Hain CelestialHain Celestial Group Inc (HAIN) manufactures, markets, distributes, and sells organic and natural products in the United States, the United Kingdom, Canada, and Europe.  Hain Celestial is one of the stocks in my portfolio. Their annual meeting is on November 19, 2015. ProxyDemocracy.org had collected the votes of two funds when I checked. I also checked CalSTRS, since their votes don’t seem to be posted at ProxyDemocracy.org and I voted with the Board’s
recommendations 64% of the time. View Proxy Statement

Read Warnings below. What follows are my recommendations on how to vote the proxy in order to enhance corporate governance and long-term value. 

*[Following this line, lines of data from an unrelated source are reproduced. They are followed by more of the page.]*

Issue #73, opened 2019-04-08
Data handler name error


beamalsky:
When I submit a Clark Park Movie Night survey without all of the elements filled out, it shows a successful submission page but this error in the terminal:

```
[08/Apr/2019 20:41:51] "GET /surveys/view/movies-in-clark-park/ HTTP/1.1" 200 47811
Error in class CollectDataPlugin. Details: 'name'. Full trace: Traceback (most recent call last):
  File "/Users/beamalsky/.virtualenvs/just-spaces/src/django-fobi/src/fobi/base.py", line 1835, in _run
    form_element_entries)
  File "/Users/beamalsky/Desktop/just-spaces/fobi_custom/plugins/form_handlers/collect_data/fobi_form_handlers.py", line 57, in run
    name = json_plugin_data['name']
KeyError: 'name'
```

Something's not quite right with the data handler. Investigate this!

PR #74, opened 2019-04-09
Bug fix for data handler name error (issue 73)

beamalsky:
## Overview

A fix for #73. This was simple! I hadn't realized that Fobi treats help text (`FormElementEntry with plugin_uid='context_text'`) as elements with no names, which needed to be handled in the data handler. I did that and added a test to make this easier to identify if it happens again. 

I also broke my tests into two separate files, which seems useful as they grow. The data handler test is giant but I'm not sure how to break it into smaller pieces without rerunning a bunch of code—@jeancochrane, I'd love to hear how you'd approach this. Are smaller tests worth the redundancy?

## Testing Instructions

 * Run pytest!

Connects #73


fobi_custom/plugins/form_handlers/collect_data/fobi_form_handlers.py
```diff
@@ -54,21 +54,27 @@ def run(self, form_entry, request, form, form_element_entries=None):
...
+                    name=name,
+                    label=label,
+                    type=type,
+                    position=position,
+                    saved_data=saved_data
+                )
+
+            # Help text elements have no name and should not be saved
+            except KeyError:
+                pass
```
jeancochrane: At what point do we expect this `KeyError` will get raised? On the assignment `name = json_plugin_data['name']`? It's best practice to keep `try/except` blocks scoped as tightly as possible to the blocks that you expect to raise errors -- in this case:

```python
try:
   name = json_plugin_data['name']
except KeyError:
   continue  # Skip to the next object in the enclosing loop
```

I'm also wondering if there's any more specific way that we can check that the field is for help text other than to see whether it raises a `KeyError` here. Seems like we're assuming that form fields will be missing the `name` attribute if and only if they're help text components, and I don't know how safe of an assumption that is. Does Fobi expose any identifying information about help text components that we could use to perform a more specific check? E.g. is the `plugin_uid` attribute passed into the form at all?

tests/test_surveys_submitted.py
```diff
@@ -0,0 +1,15 @@
+import pytest
+from django.urls import reverse
+
+
+@pytest.mark.django_db
+def test_survey_submitted_list(user, survey, client, form_entry):
```
jeancochrane: What do you think about making this file `tests/test_views.py`? `tests/test_surveys_submitted.py` makes sense if we anticipate we'll have a lot of tests for submitted surveys in particular, otherwise this test might fit better in a category that encompasses "all tests checking basic attributes of views".

tests/test_data_handling.py
```diff
@@ -10,7 +9,8 @@
 
 
 @pytest.mark.django_db
-def test_data_handler(form_entry, location, study, form_element, mocker):
+def test_data_handler(form_entry, location, study, form_element,
+                      form_element_help_text, mocker):
```
jeancochrane: I see what you're saying about this test being long. In this case I think it's fine, since what you're trying to do is save one type of object and make sure that a bunch of different attributes got saved correctly. If the test were saving different types of objects and testing their attributes, it would make sense to me to split it out into multiple tests, but in this case I think it's better to sacrifice brevity of the test in order to minimize database access and scope the test to one specific unit of functionality.

In general I tend to be less strict about code quality concerns (like DRY and keeping functions short) when writing tests. Tests are often verbose, which I think is OK since they're not really "methods" in a traditional sense -- they're usually more declarative than imperative, and I typically try to write them keeping in mind that the person reading them will most likely be skimming to try to debug a failure, not reuse functionality.

beamalsky: Very helpful, thanks for explaining!

tests/test_surveys_submitted.py
beamalsky: love it

fobi_custom/plugins/form_handlers/collect_data/fobi_form_handlers.py
beamalsky: I see your reasoning! The only plugin data that `content_text` pass into the form is a `text` key, but that's the only element that has it. I've switched to checking for that!

fobi_custom/plugins/form_handlers/collect_data/fobi_form_handlers.py
```diff
@@ -54,7 +54,11 @@ def run(self, form_entry, request, form, form_element_entries=None):
             plugin_data = element.plugin_data
             json_plugin_data = json.loads(plugin_data)
 
-            try:
+            # Check if an element is help text. If it is, skip it
+            if 'text' in json_plugin_data.keys():
+                pass
```
jeancochrane: I think a `continue` would be more explicit here, to indicate that we want to skip this form element entirely. Any reason you prefer `pass`?

fobi_custom/plugins/form_handlers/collect_data/fobi_form_handlers.py
```diff
@@ -54,21 +54,29 @@ def run(self, form_entry, request, form, form_element_entries=None):
...
+            else:
+                name = json_plugin_data['name']
+
+                label = json_plugin_data['label']
+                type = element.plugin_uid
+                position = element.position
+
+                saved_data = form.cleaned_data[name]
+
+                print(saved_data)
```
jeancochrane: Stray `print` statement:

```suggestion
```

fobi_custom/plugins/form_handlers/collect_data/fobi_form_handlers.py
beamalsky: Nope continue makes more sense!

PR #7, opened 2024-08-26
move form tempdir to tempfile

Augustyniak:
[tempdir](https://github.com/rust-lang-deprecated/tempdir?tab=readme-ov-file) is deprecated, it's being developer as part of https://github.com/Stebalien/tempfile now.


murki (approved):
sure let's try. have we confirm that both use dirs in the same locations so it's fwd compatible?

PR #24, opened 2024-09-16
drop old logs during buffer upload

snowp:
Adds a runtime flag that allows specifying a threshold for how far back we go when we upload logs. These dropped logs will be gone forever and just serves as a simple way to allow bounding how far back we go when we flush the buffer.


bd-logger/src/consumer.rs
```diff
@@ -39,7 +41,10 @@ struct Flags {
   // The duration to wait before uploading an incomplete batch. The batch will be uploaded
   // at this point regardless of log activity.
   batch_deadline_watch: Watch<u32, bd_runtime::runtime::log_upload::BatchDeadlineFlag>,
-  // The interval at which to check the buffer for new records.
+
+  // The lookback window for the flush buffer uploads.
```
mattklein123, line 45: nit: can you say what unit this is? (It would be kind of cool if we had some type of helper which auto converted into a Duration, an idea for some other time.)

bd-logger/src/consumer.rs
```diff
@@ -601,9 +629,24 @@ impl CompleteBufferUpload {
     let mut total_logs = 0;
     loop {
       let entry = self.consumer.try_read();
+
       match entry {
         // Log available, add to batch and flush if batch size hit.
         Ok(log) => {
+          if let Ok(log) = root_as_log(&log) {
+            if let Some(lookback_window) = self.lookback_window {
+              if let Some(ts) = log.timestamp() {
```
mattklein123, line 638: Is it possible for there to ever not have a timestamp or is this an artifact of the fb API? Might be worth a comment.

mattklein123 (approved):
Nice LGTM

mattklein123 (approved):

PR #27, opened 2024-09-19
client stats: handle empty files as errors

mattklein123:
This can likely happen due to various failure conditions and this will correctly handle that case and perform relevant cleanup.

Fixes BIT-3792


bd-client-stats/src/stats.rs
```diff
@@ -87,6 +87,15 @@ pub trait SerializedFileSystem: Sync {
     // For now we just read the entire thing and then decompress it in memory. We can consider
     // streaming later.
     let compressed_bytes = self.read_file(path).await?;
+
+    // We should never write empty files. If there is no data this was a partial write, full disk
+    // issue, or some other problem.
+    // TODO(mattklein123): Compression gives some protection against further corruption but we
```
snowp, line 93: It would probably be worth doing some generic protobuf file writing logic that always handles the crc header, as I'm sure our config persistence is also susceptible to file corruption

bd-client-stats/src/stats.rs
```diff
@@ -87,6 +87,15 @@ pub trait SerializedFileSystem: Sync {
...
+    // should also be writing and reading some type of CRC has part of this process.
+    if compressed_bytes.is_empty() {
+      return Err(anyhow::anyhow!("unexpected empty file"));
```
snowp, line 96: nit: anyhow::bail!

bd-client-stats/src/stats.rs
```diff
@@ -191,25 +200,33 @@ impl<F: SerializedFileSystem> Uploader<F> {
...
+          );
+          Some(pending_request)
+        },
+        Err(e) => {
+          // We failed to read the data, so the file must be bad. This could happen if we change
+          // the schema in an incompatible way or if the file is corrupt. Delete the file and
+          // accept the loss of this upload.
+
+          // TODO(snowp): Technically we could end up in a situation here where we are stuck
+          // trying to delete a bad file which then spams the error handler.
```
snowp, line 221: We can remove this at this point I think since we limit how many times we report an error deeper in the error handler

bd-client-stats/src/stats.rs
```diff
@@ -226,14 +243,19 @@ impl<F: SerializedFileSystem> Uploader<F> {
...
-      log::warn!("failed to read aggregated stats file due to data corruption, deleting file");
-      let _ignored = self.fs.delete_file(&*AGGREGATED_STATS_FILE).await;
-      return Ok(());
+    {
+      Ok(stats) => stats,
+      Err(e) => {
+        log::warn!(
+          "failed to read aggregated stats file due to data corruption, deleting file: {e}"
+        );
+        let _ignored = self.fs.delete_file(&*AGGREGATED_STATS_FILE).await;
```
snowp, line 256: Don't remember why we ignore the error here but not in the other delete_file call but seems a bit strange

snowp (approved):

bd-client-stats/src/stats.rs
mattklein123: Yes agreed. I can look at this as a follow up.

bd-client-stats/src/stats.rs
mattklein123: I'm not sure reporting failure to delete is useful so maybe I will just remove the other one.

mattklein123: In looking at this the error handling here is all over the place. Let me try to clean it up.

mattklein123:
@snowp updated per comments. Let me know what you think.

snowp (approved):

Hain Celestial: ISS Rating

From Yahoo! Finance: The Hain Celestial Group, Inc.’s ISS Governance QuickScore as of Nov 1, 2015 is 2. The pillar scores are Audit: 1; Board: 5; Shareholder Rights: 1; Compensation: 6. Brought to us by Institutional Shareholder Services (ISS). Scores range from “1” (low governance risk) to “10” (higher governance risk). Each of the pillar scores for Audit, Board, Shareholder Rights and Compensation, are based on specific company disclosures. That gives us a quick idea of where to focus: Board and Compensation.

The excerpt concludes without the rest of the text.